Google is giving me resources for setting minimum clock speed but not utilization. Otherwise I have everything set to max perform with all power save functions off.
Well… it runs absolutely amazing in DCS. In pancake mode, definitely. I had not expected such high fps. There’s still some leeway on the CPU, so a 5090 could be “worth” it. The settings are maxed, and I’m using the AI to upscale.

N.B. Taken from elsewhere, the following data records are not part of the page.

Issue #10083, opened 2024-03-14
[css-pseudo][css-shadow-parts] Define "part-like pseudo-element" concept


tabatkins:
In the WHATNOT joint session with CSSWG today, we resolved that the new `details` pseudos would indeed be exposed as normal UA pseudo-elements (rather than `::part()`s), but that we'd define a new concept of "part-like pseudo-elements" that grants the pseudo the abilities of ::part() that we want to preserve.

Namely:
* a part-like pseudo has the ::part() blocklist of a few pseudo-classes (the tree-structural ones) and allows all other pseudo-elements and pseudo-classes, rather than the normal pseudo *allow*list of a few pseudo-classes (the logical-combination and user-action ones) and banning all the rest.
* a part-like pseudo has a well-defined inheritance relationship with the originating element and other part-like pseudos, rather than the normal "always inherit from the originating element" behavior.
* the `exportparts` attribute will gain a syntax for exporting part-like pseudos, details TBD
* we categorize future pseudo-elements as "part-like" when appropriate, and do a review of existing pseudos for acceptability of retroactively labeling them "part-like" and giving them these new powers

--------

IIRC, the only real point of contention left is that, for normal parts, you *only* have access to the parts declared or exported by the component itself. If you expose a sub-component as a part, you *do not* get access to its parts too (that is, you can't ever write `my-el::part(my-foo)::part(their-bar)`), specifically so we don't expose the fact that the part is implemented as a nested component rather than plain DOM. But parts *do* provide access to their pseudo-elements (you *can* write `my-el::part(my-foo)::before`), because that's useful and many pseudo-elements aren't remotely appropriate to be exported as parts themselves.

But these two points are now in conflict. If you *can* export a part-like pseudo to be one of your component's parts, but you can *also* access it as a pseudo-element, it means you can spell the same selector two distinct ways: `my-el::part(my-content)` and `my-el::part(my-details)::details-content`.

This *does* expose the fact that a part is a particular built-in element, but that's a fact we already explicitly exposed, so it's not a new information leak. (Any element-specific pseudo-classes also expose this.) 

It also means there's two ways to refer to the same element, but that's generally true of selectors, so I don't find this a particularly compelling problem.

I suggest, then, that we simply accept this as a possibility. But we *could* try to work around it in a few ways:

[...]

PR #10199, opened 2024-04-11
Define "part-like pseudo-element", from #10083.

tabatkins:
@fantasai review?

### DIFF
--- a/css-pseudo-4/Overview.bs
+++ b/css-pseudo-4/Overview.bs
@@ -1147,6 +1147,20 @@ Tree-Abiding Pseudo-elements</h2>
   non-inheritable properties take their <a>initial values</a> as usual.
   [[CSS-CASCADE-4]]
 
+<h3 id=partlike>
+Part-Like Pseudo-Elements</h3>
+
+  A subset of [=tree-abiding pseudo-elements=],
+  the <dfn>part-like pseudo-elements</dfn>,
+  have slightly stronger requirements:
+  they act as if they have a well-defined location in the document tree.
+  This enables them to interact with some other platform features
+  as if they were real elements.
+
+  Unless otherwise specified,
+  any CSS property that applies to elements
+  applies to [=part-like pseudo-elements=].
+
 <h3 id="generated-content">
 Generated Content Pseudo-elements: ''::before'' and ''::after''</h3>
 
@@ -1165,10 +1179,9 @@ Generated Content Pseudo-elements: ''::before'' and ''::after''</h3>
     immediately after the <a>originating element</a>'s actual content.
   </dl>
 
-  These pseudo-elements can be styled
-  exactly like any normal document-sourced element in the document tree;
-  all properties that apply to a normal element
-  likewise apply to ''::before'' and ''::after''.
+  Both ''::before'' and ''::after''
+  are [=part-like pseudo-elements=];
+  there is no restriction on what properties apply to them.
 
   <div class="example">
     For example, the following rule inserts the string “Note: ”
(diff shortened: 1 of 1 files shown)


css-pseudo-4/Overview.bs
```diff
@@ -1147,6 +1147,20 @@ Tree-Abiding Pseudo-elements</h2>
...
 
+<h3 id=partlike>
+Part-Like Pseudo-Elements</h3>
+
+  A subset of [=tree-abiding pseudo-elements=],
+  the <dfn>part-like pseudo-elements</dfn>,
+  have slightly stronger requirements:
+  they act as if they have a well-defined location in the document tree.
+  This enables them to interact with some other platform features
+  as if they were real elements.
```
fantasai, line 1158: What's an example of this, other than their full participation in CSS layout?

css-pseudo-4/Overview.bs
```diff
@@ -1147,6 +1147,20 @@ Tree-Abiding Pseudo-elements</h2>
   non-inheritable properties take their <a>initial values</a> as usual.
   [[CSS-CASCADE-4]]
 
+<h3 id=partlike>
+Part-Like Pseudo-Elements</h3>
+
+  A subset of [=tree-abiding pseudo-elements=],
+  the <dfn>part-like pseudo-elements</dfn>,
```
fantasai, line 1154: Not sure I like this name. Can we pick something that isn't a reference to `::part()`?

css-pseudo-4/Overview.bs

Note that from here on, I enabled freesync and limited fps to 165. I tried to look for some AI shenanigans but they were hard to find. On the missile, you can see what I think is a tiny bit of ghosting of the fins, and some warping of the terrain below it. I found it acceptable considering the edge case in which I had to find it. It certainly is better to what I am used to, as my old system used to throw me phantom MiGs when I ran in VR with ASW on (it was unworkable without).
Tonight, I hope to get some controls and VR set up so I can test that. I should also find a mission with tons of action so I can test out the limits of the 9800X3D
I downloaded the latest stable BIOS ROM for my Asrock X870E Taichi mobo and tried to install it from the UEFI Instant Flash utility, but it said it couldn’t find a compatible file.
I eventually managed to update it by using the BIOS Flashback feature which meant renaming the ROM and putting it on a USB stick in a certain USB port.
Any Asrock users who know if this is typical for their boards? I’ve used ASUS for the last decade or so…
I have an older B540 Asock mobo, but I have always downloaded to a USB stick first and done it that way.
I had trouble once flashing the BIOS with my previous Asus ROG board using the ‘direct download’ method, took me ages to fix it and have never done that again.
Sorry no idea, it’s my first ASRock Board and since the BIOS it shipped with wasn’t compatible with the 9800X3D I had to use the flashback feature. I actually found the process to be quite nice. It took way less time than flashing the BIOS on my X570 Aorus Master as well so that’s nice.